=== How to complete this task ===
Here are the records. Write out exactly the lines between the one holding "A common nuisance" and the one holding "-200,14 +200,15 @@ function CreateUI(isReplay)", inclusive.

=== Study material ===

PR #4915, opened 2023-05-13
Add experimental approach to reduce decal flickering

Garanas:
A common nuisance among map authors is the flickering of decals. It turns out that there are console commands to influence the clipping behavior. Requires the extended graphics to be enabled.

Current behavior:

https://github.com/FAForever/fa/assets/15778155/1dc54d44-7a8b-40ee-acf3-9c6fbdcea74f

New behavior:

https://github.com/FAForever/fa/assets/15778155/0620efda-2f52-48b1-8cc7-6f4bf184be65

This doesn't work for all maps. As an example: Corona Hourglass is still affected by this behavior

### DIFF
--- a/lua/ui/game/gamemain.lua
+++ b/lua/ui/game/gamemain.lua
@@ -200,14 +200,15 @@ function CreateUI(isReplay)
             WaitSeconds(1.0)
 
             if Prefs.GetFromCurrentProfile('options.level_of_detail') == 2 then
-                -- allow meshes and effects to be seen from further away
-                ConExecute("cam_SetLOD WorldCamera 0.65")
+                ConExecute("cam_SetLOD WorldCamera 0.70")
             end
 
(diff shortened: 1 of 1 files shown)


Garanas:
When testing on a map with 13K decals that always render (called `Mavys Marsh`) this pull request does reduce the framerate below 60. Given, it is an extreme example.

With these changes it renders all 13K decals when completely zoomed out, and it reduces the fps to 30. It is usually around 70 on my machine, where the setting culls about 2000 decals - rendering only 11K decals when completely zoomed out.

image

Garanas:
I've done some testing while playing the game. A lot generated maps have these flickering issues. With these console commands they appear to be fixed. As an example:

Without:

https://github.com/FAForever/fa/assets/15778155/146fbcb7-92c1-4846-b2db-338fab2cc1d5

With:

https://github.com/FAForever/fa/assets/15778155/a9acb86f-e83b-48ab-a9e7-baf8211a85ac

PR #4919, opened 2023-05-14
Take into account playable area for skirmish maps

Garanas:
Introduces basic support for the playable area of a map. It does not re-generate the navigational mesh when the playable area is changed. The playable area is ignored for a non-skirmish (read: campaign) map. It takes a few assumptions:

- The code assumes the playable area is set immediately in the map script, with no delays. This is usually the case
- The code assumes that the navigational mesh is generated _after_ the map scripts have run. This is the case when you generate the navigational mesh in the recent introduced `OnBeginSession` callback of the brain. See also https://github.com/FAForever/fa/blob/nav-mesh/playable-area/lua/aibrains/easy-ai.lua#L52-L70

As an example of the result:

image

### DIFF
--- a/lua/sim/NavGenerator.lua
+++ b/lua/sim/NavGenerator.lua
@@ -1150,17 +1150,6 @@ local function GenerateMarkerMetadata()
     end
 end
 
----@param mapSize number
----@param compressionTreeSize number
----@param compressionThreshold number
-local function GenerateWithWater(mapSize, compressionTreeSize, compressionThreshold)
-
-end
-
-local function GenerateWithNoWater()
-
-end
-
 --- Generates a navigational mesh based on the heightmap
 function Generate()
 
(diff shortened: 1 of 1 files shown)


relent0r:
@Garanas When it comes to developers using the navmesh, is there a supporting query they can use on a position?

At the moment there is no standard for determining if a position is in the playable area or not. Just alot of adhoc methods, would be good to just have a utility we can call to simplify all that code.

Garanas:
Yes, what would you like that query to do?

relent0r:
> Yes, what would you like that query to do?

Basically this. But in reverse, return true. So you could say 'if navutils.InPlayableArea(position) then go do stuff end`
            if position[1] - playableArea[1] <= 8 or position[1] >= playableArea[3] - 8 or position[2] - playableArea[2] <= 8 or position[2] >= playableArea[4] - 8 then
                return false
            end

Garanas:
I'll add it in tomorrow!

PR #4921, opened 2023-05-17
Introduce various transport and carrier callbacks

Garanas:
Introduces various callbacks and platoon events that were missing, including:

- `OnTransportAttach`
- `OnTransportDetach`
- `OnTransportAborted` 
- `OnTransportOrdered`
- `OnAttachedKilled`
- `OnStartTransportLoading`
- `OnStopTransportLoading` 

Additional, adds the following missing events to the new platoon template:

- `OnStorageChange`
- `OnAddToStorage`
- `OnRemoveFromStorage`

They are all annotated. The comments describe when you can expect the event to trigger.


Garanas:
@relent0r would it be interesting to know what units are attached to a transport?

PR #4923, opened 2023-05-17
Factor out the campaign elements of the base AI

Garanas:
Separates the campaign AI from the skirmish AI. All campaign AI related logic can now be found in `/lua/aibrains/campaign-ai.lua` . As a result the remaining logic that remains in `/lua/aibrains/base-ai.lua` is entirely related to the skirmish AI.


Garanas:
Tested on various campaign missions including the unpublished Tight Spot and the Seraphim missions. It appears all is good.

PR #4930, opened 2023-05-18
Introduce grid that allows an AI to understand map presence

Garanas:
Introduces a grid-based data structure that allows an AI to understand his presence on a map. The grid takes into account whether it can path to a given location. The grid uses the `Hover` layer to determine pathability. A small peak:

image

This is from the perspective of the blue player. Green means it is considered safe. Red means it is considered hostile. Yellow means it is considered contested - it doesn't necessarily belong to either player.

The initial phase of the data structure is based on what mass points have structures on top or around it. This takes into account intel - if the AI is unaware of structures then it won't take them into account. The second phase is a randomized breath first search. The search is randomized to prevent an initial order (top left to bottom right) to influence the results. As a consequence the results are always slightly different, but that is fine. The last phase determines which cells are contested. It does so by scanning the neighbors - if one neighbor is considered hostile then the cell is considered contested.

- [x] Add debugging UI

A little animation that shows the process:

https://github.com/FAForever/fa/assets/15778155/f0affea0-ebce-4b1a-a433-184e6f9f5431

https://github.com/FAForever/fa/assets/15778155/0b218c58-93db-444b-a05d-9b3861309d02

### DIFF
--- a/engine/Sim/CAiBrain.lua
+++ b/engine/Sim/CAiBrain.lua
@@ -366,6 +366,7 @@ end
 ---@param position Vector
 ---@param radius number
 ---@param alliance AllianceType
+---@return Unit[]
 function CAiBrain:GetUnitsAroundPoint(category, position, radius, alliance)
 end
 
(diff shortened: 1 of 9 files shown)


Garanas:
Introduced a single query: `GetInferredStatus` which retrieves the inferred status of a given position.

PR #4931, opened 2023-05-18
Improve sun reflections

BlackYps:
Currently the sun reflection can be seen on the entire water surface. This is implausible, because units on the water should block out the sun reflection where the unit reflection is visible. This PR fixes that.

Screenshot 2023-05-18 223454
Screenshot 2023-05-18 223544


Garanas:
It is subtle 😄 ! Looking good, great work

PR #4932, opened 2023-05-19
Add flag to remap shader names during blueprint loading

Garanas:
Allows us to dynamically remap the shader names. The code expects the flag `applyAdvancedShaders` to be defined and set to `true` in the scenario file of a map. For debugging purposes it now works for all maps.

This approach takes the same route that we introduced for custom strategic icons. It also has the same flaw: it loads the preference file from disk, but the version on disk may not match what the player expects. This is because we preload the game during the lobby. As we make adjustments (change the map, change the ui mods) then the preference file on disk is not updated. It is updated when we launch the game. But at that point the game is already preloaded.

The only solution to this is to no longer preload the game while waiting in the lobby, like we used to do before last year when we introduced it. See also: https://github.com/FAForever/fa/pull/4406. The consequence is that we have loading times again.

### DIFF
--- a/lua/system/Blueprints.lua
+++ b/lua/system/Blueprints.lua
@@ -95,6 +95,17 @@ local function LoadPreGameData()
         end
     )
 
+    reprsl(preGameData)
+    local scenario = DiskFindFiles(preGameData.CurrentMapDir, "*_scenario.lua")
+    reprsl(scenario)
+    local info = {
+        STRING = function(value)
+            return value
+        end,
+     }
+    doscript(scenario[1], info)
+    reprsl(info)
+
     -- tell us if something went wrong
     if not ok then
         WARN("Blueprints.lua - Preferences file is locked or corrupt. Skipping pre game data.")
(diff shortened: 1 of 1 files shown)


Garanas:
As an example output:

```
INFO: ura0107: Insect -> PBR_Insect
INFO: xec1908: Unit -> PBR_Unit
INFO: xec1908: Unit -> PBR_Unit
INFO: urc1901: Insect -> PBR_Insect
INFO: urc1901: Insect -> PBR_Insect
INFO: ual0202: Aeon -> PBR_Aeon
INFO: ual0202: Aeon -> PBR_Aeon
INFO: xeb0204: Unit -> PBR_Unit
INFO: xeb0204: Unit -> PBR_Unit
INFO: uab1301: Aeon -> PBR_Aeon
INFO: uab1301: Aeon -> PBR_Aeon
INFO: urs0201: Insect -> PBR_Insect_Navy
INFO: urs0201: Insect -> PBR_Insect_Navy
INFO: ueb4201: Unit -> PBR_Unit
INFO: ueb4201: Unit -> PBR_Unit
INFO: xal0305: Aeon -> PBR_Aeon
INFO: xal0305: Aeon -> PBR_Aeon
INFO: xac1401: Aeon -> PBR_Aeon
INFO: xac1401: Aeon -> PBR_Aeon
INFO: xab1401: Aeon -> PBR_Aeon
INFO: xab1401: Aeon -> PBR_Aeon
```

After discussing it with @BlackYps , it may be better to create an extensive lookup table instead of trying to generalize the problem like we are now.

BlackYps:
> This approach takes the same route that we introduced for custom strategic icons. It also has the same flaw: it loads the preference file from disk, but the version on disk may not match what the player expects. This is because we preload the game during the lobby. As we make adjustments (change the map, change the ui mods) then the preference file on disk is not updated. It is updated when we launch the game. But at that point the game is already preloaded.

Interesting, so this is the reason why changing an icon mod is only applied after the next game start?

Garanas:
Yes, that is why.

BlackYps:
I think in this case it is not relevant that the preferences file might be outdated. The shader loading is controlled by the scenario file of the map and that is static.

Garanas:
It does matter, because the blueprint process is unaware of the map by its own. We pass it to the loading process through the preference file.

BlackYps:
So if I change the map in the lobby, it will use the shader settings of the map that I started the lobby with?

Garanas:
Yes, that would be the case.

Hdt80bro:
Can't prefetch session can be restarted when a setting is changed?

Hdt80bro:
Is that something that `SavePreferences()` would fix?

BlackYps:
I'll provide a list how the shaders should be renamed to make the creation of the lookup table easier

PR #4934, opened 2023-05-20
Add event message for moderation

Garanas:
Adds a new callback to signify events. These events can then be read by the parser of the client so that they end up in the chat history of a replay.

See also: https://github.com/FAForever/faf-java-commons/pull/102


Garanas:
Closed in favor of #6002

=== Your solution ===
A common nuisance among map authors is the flickering of decals. It turns out that there are console commands to influence the clipping behavior. Requires the extended graphics to be enabled.

Current behavior:

https://github.com/FAForever/fa/assets/15778155/1dc54d44-7a8b-40ee-acf3-9c6fbdcea74f

New behavior:

https://github.com/FAForever/fa/assets/15778155/0620efda-2f52-48b1-8cc7-6f4bf184be65

This doesn't work for all maps. As an example: Corona Hourglass is still affected by this behavior

### DIFF
--- a/lua/ui/game/gamemain.lua
+++ b/lua/ui/game/gamemain.lua
@@ -200,14 +200,15 @@ function CreateUI(isReplay)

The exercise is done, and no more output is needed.